PROBLEM TO SOLVE ▸ Nothing but the lines holding the string "Simon" should appear in the answer. Copy them from the entries.
INPUT MATERIAL Block Start
PR #1337, opened 2020-01-13
indroduce Typescript

Simon-Laux:
Improved version of #1333, even if it is a bit bigger it works better now.
It doesn't include #1271 though so we need to look at resurrecting that pr after merging this one.

Also please review commit by commit - its easier

_Note: Credit for pushing this feature forward and doing the start goes to @nicodh_


src/renderer/components/map/MapComponent.js
```diff
@@ -9,10 +9,9 @@ const geojsonExtent = require('@mapbox/geojson-extent')
 const moment = require('moment/moment')
 const formatRelativeTime = require('../conversations/formatRelativeTime')
 const MapLayerFactory = require('./MapLayerFactory')
-const { Slider, Button, Collapse } = require('@blueprintjs/core/lib/esm/index')
```
nicodh: Why did you remove this line?

nicodh: I readded it assuming it was by error removed

nicodh:
I reviewed this commit by commit. Looks good to me and can be merged if it is rebased!

src/renderer/components/map/MapComponent.js
Simon-Laux: I believe I changed it to the commonjs counterpart in the parcel pr and it slipped in that way whiles moving stuff back into the ts pr.
Good catch. That"s what reviewing is for :+1:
INPUT MATERIAL Block End
RESPONSE TO THIS TASK ▸
Simon-Laux:
Simon-Laux: I believe I changed it to the commonjs counterpart in the parcel pr and it slipped in that way whiles moving stuff back into the ts pr.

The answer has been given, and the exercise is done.